Pebbles said:I have a hyperventilation-panic-attack-inducing-hysterical-crying terror of dentists. One once told me to go away and stop being so stupid.
The upside is I have an impressive pain threshold.
Pebbles said:The upside is I have an impressive pain threshold.
Spawn said:Did you take his advice???
I dont mind the dentist, mine is pretty cool...a guy from S Africa and is a rugby bloke but always manage to have a good ole chinwag with him before he has a look at my lovely gnashers
FTM said:I would rather suffer a little discomfort at the time then have a mouthful of rotted teeth
Spawn said:Did you take his advice???
You just haven't got the technique of dentist-management sorted out yet.sniffy said:My dentist didn't even wait for the local to kick in when he started on me last time.
"Is that painful?"
"Yeah is a bit mate"
"..."
*continues butchering my tooth
I need to go get a tooth removed now, not looking forward to that :/
Sequoia said:You just haven't got the technique of dentist-management sorted out yet.

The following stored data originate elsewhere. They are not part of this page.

PR #109, opened 2015-07-14
Changed masking behaviour

jan-cerny:


mpreisler:
See #93 for review notes.

PR #110, opened 2015-07-22
First five commits on the new OVAL Session and one commit that solves a ticket.

msrubar:


msrubar:
I forgot to initialize some members of the oval struct. I'll repair that in following commits.

PR #111, opened 2015-07-23
Add OVAL 5.11.1 schematrons

jan-cerny:


mpreisler:
PR looks clean.

Have you tested the schematron validation?

jan-cerny:
Yes, I have tested it on OVAL content from RHEL6 and Fedora SCAP Security Guide - I have changed the schema_version element in OVAL files to 5.11.1 and then I have run using `oscap oval validate --schematron`. The test was sucessful.

PR #112, opened 2015-07-24
trac#495: Remove oscap_string from public API and fix test

jan-cerny:


isimluk:
I think I will put this to master & to maint-1.0.

The maint-1.2 will be the only branch where we leave OSCAP_HIDDEN_? missing.

PR #124, opened 2015-08-03
oscap_string & oscap_buffer

ybznek:
Move body of oscap_string to oscap_buffer.
oscap_buffer will offer some extra features.

### DIFF
--- a/src/common/oscap_buffer.c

What you do is you lay down in the chair, and when he is ready to start work, you grab hold of him, firmly, by the goolies, and assure him in your best straight-faced voice, that it IS going to hurt him more than it hurts you.
Works wonders ..... I'm told.
PS. There is a technical flaw in this method if you have a lady dentist. I'll leave the adaptation to the technique as an exercise for the student.
PPS. If you get arrested, or end up with no teeth at all .... don't blame me.